The Evangelist evidently wanted to warn those who read or hear about it that the Gospel is not a legend but the account of a true story, that Jesus of Nazareth is a historical figure who fits into that precise context.

- Angelus Address, 6 December 2009
Only the presence of Jesus in your lives can give you complete happiness, because he is capable of making all things ever new and beautiful. He never forgets you.

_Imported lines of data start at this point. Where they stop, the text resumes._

PR #6623, opened 2025-12-16
Pull changeset comment rich text into separate method

### LINKED ISSUE #6615: Changeset URLs in edit comments are no longer linked
### URL

https://www.openstreetmap.org/changeset/175863007

I'm fairly certain that previously when I posted changeset URLs into my edit comments, they were transformed into clickable links on the website, but this seems to be no longer the case:
Image

In changeset comments and Map note discussions, they are still linkified as usual, and now also shortened, see for example <https://www.openstreetmap.org/changeset/173737130> :
Image

BTW thanks for the recent linkification improvements regarding OSM URLs and user names, I think this makes discussions much more readable! 🙂

_No response_

hlfan:
Addresses https://github.com/openstreetmap/openstreetmap-website/pull/6597#discussion_r2601656153 and fixes #6615 by adding a separate method to the changeset model that _actually_ outputs HTML.

I also added a test checking for changeset comment linkification to prevent repeats of #6615.

### DIFF
--- a/app/models/changeset.rb
+++ b/app/models/changeset.rb
@@ -201,6 +201,7 @@ class Changeset < ApplicationRecord
   end
 
   def comment = tags["comment"].presence
+  def comment_html = comment ? RichText.new("text", comment).to_html : nil
 
   ##
   # set the auto-close time to be one hour in the future unless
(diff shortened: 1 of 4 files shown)


deevroman:
Is an additional paragraph expected to appear before the comment?



(if I'm not mistaken, this is a consequence of this PR)

hlfan:
And another one after it because they are [block-level elements](https://developer.mozilla.org/en-US/docs/Glossary/Block-level_content) and I totally didn't think about this.

PR #6625, opened 2025-12-17
Automatically generate factories instead of fixtures

gravitystorm:
From the factory_bot_rails README:

> Including factory_bot_rails in the development group of your Gemfile
> will cause Rails to generate factories instead of fixtures.

This is helpful for any developers running "rails generate model {modelname}".

### DIFF
--- a/Gemfile
+++ b/Gemfile
@@ -171,7 +171,6 @@ group :test do
   gem "brakeman"
   gem "capybara", ">= 2.15"
   gem "erb_lint", :require => false
-  gem "factory_bot_rails"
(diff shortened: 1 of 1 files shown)


gravitystorm:
> Gemfile was updated, but Gemfile.lock wasn't updated. Usually, when Gemfile is updated, you should run `bundle install` to update Gemfile.lock.

In this case, this `Gemfile.lock` warning can be ignored, because there are no gems being added or removed from the overall bundle.

tomhughes:
Looks good to me, thanks.

PR #6627, opened 2025-12-17
Refactor turbo-frame element to avoid multiline conditionals inside html attribute

gravitystorm:
While the original is perfectly valid erb, it's hard to read and hard for erblint to parse.

This refactor moves the multi-line conditional logic outside of the turbo-frame `src` html attribute.

This is needed before we can introduce the erblint [HardCodedString](https://github.com/Shopify/erb_lint/?tab=readme-ov-file#hardcodedstring) linter

### How has this been tested?

I checked with a local dev instance to make sure that the turbo frame worked with a relation with > 10 members


tomhughes:
That looks nicer, thanks.

PR #6629, opened 2025-12-17
Send bulk user confirmations through the state machine

tomhughes:
This ensure that bulk actions performed on users from the list screen go through the state machine and trigger any additional actions (not that there are any currently for confirm) rather than updating the database directly.


pablobm (approved):

gravitystorm:
Merged, thanks!

PR #6631, opened 2025-12-18
Swap confirm and suspend actions

pablobm:
As requested by @Firefishy at #osmf-operations. Also coloured the "suspend" action in danger red.

Links to Confirm or Suspend a user. The second one in red to express danger

Something that annoys me of these action links: the confirmation modal is common to both (and other links that can appear here) and simply reads "Confirm" in English. I would have preferred a descriptive "Suspend user %{user_name}" (etc) or similar, to further help prevent an accident. Thoughts? It's a bit of a faff, with all the i18n strings, wouldn't do it as part of this PR anyway.

### DIFF
--- a/app/views/users/show.html.erb
+++ b/app/views/users/show.html.erb
@@ -194,7 +194,7 @@
 
             <% if @user.may_suspend? %>
               <li>
-                <%= link_to t(".suspend_user"), user_status_path(@user, :event => "suspend"), :method => :put, :data => { :confirm => t(".confirm") } %>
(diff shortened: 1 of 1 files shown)


hlfan:
What do you think of the `link-success` class for the unsuspend action?

pablobm:
It crossed my mind, but I'm not sure if it would be appropriate. It might be, but I can't quite decide.

Firefishy:
I'd prefer to see this go live soon, any enhancements can come later.

PR #6632, opened 2025-12-18
Fix invalid <p> nesting in comment rendering

hlfan:
Fixes https://github.com/openstreetmap/openstreetmap-website/pull/6623#issuecomment-3669442629 by not using paragraphs to wrap the rich text content invalidly. Thanks @deevroman for pointing this out!


tomhughes:
Looks good to me, thanks.

PR #6654, opened 2025-12-25
Fix incorrect z-order of dashboard map markers (fixes #6639)

### LINKED ISSUE #6639: Markers on dashboard map have incorrect z-order
### URL

https://www.openstreetmap.org/dashboard

As of #6504, the markers on the dashboard map are sorted in z-order based on when they were added to the map. The markers mimic physical pins popping up out of the map, replete with drop shadow. This illusion breaks when a marker is located to the north of another marker but overlaps it.

Originally [reported](https://en.osm.town/@rjw62/115725913344089357) by @rjw62.

aNsHuL5217:
### Description
Fixes #6639

The dashboard map markers were previously rendered in the order they appeared in the DOM (which matches the text list order). This caused visual z-order issues where "Northern" markers (background) were sometimes drawn on top of "Southern" markers (foreground) if they appeared later in the list.

This PR fixes the issue by:
1. Collecting all user data from the DOM first.
2. Sorting the users by latitude in descending order (North to South).
3. Adding the markers to the map in this sorted order.

This ensures that Northern markers are always rendered first (in the background) and Southern markers are rendered last (in the foreground), preserving the correct visual perspective.

**Screenshot (After Fix):**
image (2)

### How has this been tested?
I tested this locally in the development environment:
1. Created two users with overlapping coordinates using the Rails console:
   * **User A (Friend):** Latitude `51.501` (North)
   * **User B (Me):** Latitude `51.5` (South)
2. Verified on the Dashboard map that **User B (South)** is correctly drawn **in front of** User A (North).

### DIFF
--- a/app/assets/javascripts/dashboard.js
+++ b/app/assets/javascripts/dashboard.js
@@ -12,6 +12,11 @@ $(function () {
       style: OSM.MapLibre.Styles.Mapnik,
       attributionControl: false,
       locale: OSM.MapLibre.Locale,
+      rollEnabled: false,
+      dragRotate: false,
+      pitchWithRotate: false,
+      bearingSnap: 180,
+      maxPitch: 0,
       center: OSM.home ? [OSM.home.lon, OSM.home.lat] : [0, 0],
       zoom: OSM.home ? defaultHomeZoom : 0
     });
@@ -25,15 +30,46 @@ $(function () {
       trackUserLocation: true
     });
     map.addControl(new OSM.MapLibre.CombinedControlGroup([navigationControl, geolocateControl]), position);
+    map.touchZoomRotate.disableRotation();
+    map.keyboard.disableRotation();
 
-    $("[data-user]").each(function () {
-      const user = $(this).data("user");
-      if (user.lon && user.lat) {
-        OSM.MapLibre.getMarker({ icon: "dot", color: user.color })
-          .setLngLat([user.lon, user.lat])
-          .setPopup(OSM.MapLibre.getPopup(user.description))
-          .addTo(map);
+    const markerObjects = $("[data-user]")
+      .filter(function () {
+        const { lat, lon } = $(this).data("user");
+        return lat && lon;
+      })
+      .map(function () {
+        const { lat, lon, color, description } = $(this).data("user");
+
+        const marker = OSM.MapLibre.getMarker({ icon: "dot", color })
+          .setLngLat([lon, lat])
+          .setPopup(OSM.MapLibre.getPopup(description));
+
+        return { marker, lat, lon };
+      })
+      .get();
+
+    for (const item of markerObjects) {
+      item.marker.addTo(map);
+    }
+
+    const updateZIndex = () => {
+      for (const item of markerObjects) {
+        item.currentY = map.project([item.lon, item.lat]).y;
       }
-    });
+
+      markerObjects.sort((a, b) => a.currentY - b.currentY);
+
+      for (const [index, item] of markerObjects.entries()) {
+        item.marker.getElement().style.zIndex = index;
+      }
+    };
+
+    if (markerObjects.length > 0) {
+      map.on("move", updateZIndex);
+      map.on("rotate", updateZIndex);
+      map.on("pitch", updateZIndex);
+      updateZIndex();
+    }
   }
 });


hlfan:
> Sorting the users by latitude in descending order

If we need a solution that works with a rotated map for notes, shouldn't we try to use the same system here even if we don't need rotation here?
The main map PR will be large enough anyway.

aNsHuL5217:
> > Sorting the users by latitude in descending order
> 
> If we need a solution that works with a rotated map for notes, shouldn't we try to use the same system here even if we don't need rotation here? The main map PR will be large enough anyway.

Good point. I hadn't considered rotation since it's locked here, but using the Notes system is a better long-term fix. I'll investigate how that works and update this to match

aNsHuL5217:
I’ve updated the code to handle the Z-ordering correctly.

To solve the sorting problem, I added a listener that updates the `zIndex` based on the marker's Y-position on the screen whenever the map moves or rotates. This keeps the "closest" markers on top without breaking the visuals.

Here is a quick video showing the rotation behavior:

https://github.com/user-attachments/assets/c0b4c048-3c75-4ec8-bfdd-5f877eb41d7e

app/assets/javascripts/dashboard.js
```diff
@@ -33,14 +33,40 @@ $(function () {
...
 
+    const markerObjects = [];
+
     $("[data-user]").each(function () {
       const user = $(this).data("user");
       if (user.lon && user.lat) {
-        OSM.MapLibre.getMarker({ icon: "dot", color: user.color })
-          .setLngLat([user.lon, user.lat])
+        const lat = parseFloat(user.lat);
+        const lon = parseFloat(user.lon);
```
hlfan: We shouldn't need to parse here as MapLibre casts again anyway.

app/assets/javascripts/dashboard.js
```diff
@@ -33,14 +33,40 @@ $(function () {
     map.touchZoomRotate.disableRotation();
     map.keyboard.disableRotation();
 
+    const markerObjects = [];
+
     $("[data-user]").each(function () {
```
hlfan: Could we make this more pipeliney?

```javascript
const markerObjects = $("[data-user]")
  .filter(...)
  .map(...)
  .get();
```

app/assets/javascripts/dashboard.js
```diff
@@ -33,14 +33,40 @@ $(function () {
...
+        markerObjects.push({ marker: marker, lat: lat, lon: lon });
       }
     });
+
+    const updateZIndex = () => {
+      markerObjects.forEach((item) => {
+        const point = map.project([item.lon, item.lat]);
+        const zIndex = Math.round(point.y);
+        item.marker.getElement().style.zIndex = zIndex;
+      });
```
hlfan: I don't really like that this assigns values in the hundreds for a few dozen markers.
Some method of ending up with a more sequential z-index list would be great.

app/assets/javascripts/dashboard.js
aNsHuL5217: I dropped the parseFloat since MapLibre handles the strings fine on its own. Passing them raw now.

app/assets/javascripts/dashboard.js
aNsHuL5217: Done. I switched the loop over to a `.map(...).get()` chain. It's definitely cleaner to build the array in one pass rather than pushing to a list manually.

app/assets/javascripts/dashboard.js
aNsHuL5217: That makes sense. I updated the logic to sort the markers by Y-position first, then just assigned a simple index (0, 1, 2...) based on that order.

hlfan: That's actually better than the idea I had, since mutating the array keeps the list at least nearly sorted.

app/assets/javascripts/dashboard.js
```diff
@@ -33,14 +33,38 @@ $(function () {
...
+          icon: "dot",
+          color: user.color
+        })
           .setLngLat([user.lon, user.lat])
           .setPopup(OSM.MapLibre.getPopup(user.description))
           .addTo(map);
-      }
-    });
+
+        return { marker: marker, lat: user.lat, lon: user.lon };
```
hlfan: While we're at it, we could destructure `user` to make this call look like this:

```suggestion
        return { marker, lat, lon };
```

aNsHuL5217: Agreed, that is much cleaner. I've destructured `lat` and `lon` from the user object so we can use the shorthand syntax in the return statement.

app/assets/javascripts/dashboard.js
```diff
@@ -33,14 +33,40 @@ $(function () {
...
+        return { marker, lat, lon };
+      })
+      .get();
+
+    const updateZIndex = () => {
+      markerObjects.forEach((item) => {
+        item.currentY = map.project([item.lon, item.lat]).y;
+      });
+      markerObjects.sort((a, b) => a.currentY - b.currentY);
+      markerObjects.forEach((item, index) => {
```
1ec5: Nit: It looks like other files are using for-of loops instead of `forEach`. Maybe we should be consistent for readability.

aNsHuL5217: I have replaced the `forEach` with `for-of `loops.

app/assets/javascripts/dashboard.js
```diff
@@ -33,14 +33,44 @@ $(function () {
...
+          .setLngLat([lon, lat])
           .setPopup(OSM.MapLibre.getPopup(user.description))
           .addTo(map);
+
+        return { marker, lat, lon };
+      })
+      .get();
+
+    const updateZIndex = () => {
+      // REVIEW FIX: Use for-of loop instead of forEach
```
HolgerJeromin:
```suggestion
```

app/assets/javascripts/dashboard.js
```diff
@@ -33,14 +33,44 @@ $(function () {
...
+      for (const item of markerObjects) {
+        item.currentY = map.project([item.lon, item.lat]).y;
       }
-    });
+
+      markerObjects.sort((a, b) => a.currentY - b.currentY);
+
+      // REVIEW FIX: Use for-of with entries() to get index
```
HolgerJeromin:
```suggestion
```

aNsHuL5217: I just left those in to help track the specific changes during the review back-and-forth. I've cleared them.

app/assets/javascripts/dashboard.js
```diff
@@ -33,14 +33,42 @@ $(function () {
...
+        const { lat, lon } = user;
+
+        if (!lat || !lon) return null;
+
+        const marker = OSM.MapLibre.getMarker({
+          icon: "dot",
+          color: user.color
+        })
+          .setLngLat([lon, lat])
           .setPopup(OSM.MapLibre.getPopup(user.description))
```
hlfan:
```suggestion
        const { lat, lon, color, description } = $(this).data("user");

        if (!lat || !lon) return null;

        const marker = OSM.MapLibre
          .getMarker({ icon: "dot", color })
          .setLngLat([lon, lat])
          .setPopup(OSM.MapLibre.getPopup(description))
```

app/assets/javascripts/dashboard.js
```diff
@@ -33,14 +33,37 @@ $(function () {
...
+
+        if (!lat || !lon) return null;
+        const marker = OSM.MapLibre.getMarker({ icon: "dot", color })
+          .setLngLat([lon, lat])
+          .setPopup(OSM.MapLibre.getPopup(description))
           .addTo(map);
+
+        return { marker, lat, lon };
+      })
+      .get();
```
pablobm, line 50: I like that you use `map` to collect the markers and their lat/lon. However I expect `map` not to have side effects, and here it has one (the `addTo` call).

How about first creating and collecting the markers, as you do here, and then have a separate loop to call `addTo` on each of them?

app/assets/javascripts/dashboard.js
```diff
@@ -33,14 +33,37 @@ $(function () {
...
-      const user = $(this).data("user");
-      if (user.lon && user.lat) {
-        OSM.MapLibre.getMarker({ icon: "dot", color: user.color })
-          .setLngLat([user.lon, user.lat])
-          .setPopup(OSM.MapLibre.getPopup(user.description))
+    const markerObjects = $("[data-user]")
+      .map(function () {
+        const { lat, lon, color, description } = $(this).data("user");
+
+        if (!lat || !lon) return null;
```
pablobm: I think this is better done as a `filter()` before the `map()`.

app/assets/javascripts/dashboard.js
aNsHuL5217: I agree that keeping `.map()` pure is better for maintainability. I've refactored this to strictly create the marker objects in the map, and added a separate loop afterwards to handle the `.addTo(map)` side effect.

app/assets/javascripts/dashboard.js
aNsHuL5217: I added a `.filter()` step before the map to check for valid `lat` and `lon` data.

hlfan (approved):
Thanks for your work on this.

Today we must learn once more how to acknowledge guilt, we must shake off the illusion of being innocent. We must learn how to do penance, to let ourselves be transformed; to reach out to the other and to let God give us the courage and strength for this renewal. Today, in this world of ours, we need to rediscover the Sacrament of Penance and Reconciliation. The fact that it has largely disappeared from the daily life and habits of Christians is a symptom of a loss of truthfulness with regard both to ourselves and to God; a loss that endangers our humanity and diminishes our capacity for peace.

- Address to the Roman Curia, 21 December 2009
Having abandoned its sombre dress for a scintillating splendour, it is transfigured and becomes the messenger of a light that is not its own but bears witness to the true Light that comes into this world.

- Address to Belgian Delegation, 18 December 2009
The Saints are a sign of that radical newness which the Son of God - with his Incarnation, death and Resurrection - grafted on to human nature. As outstanding witnesses of faith, they are not representatives of the past but rather constitute the present and future of the Church and of society. They have fully realized that caritas in veritate which is the supreme value of Christian life; they are like the facets of a prism which, in various nuances, reflect the one light who is Christ.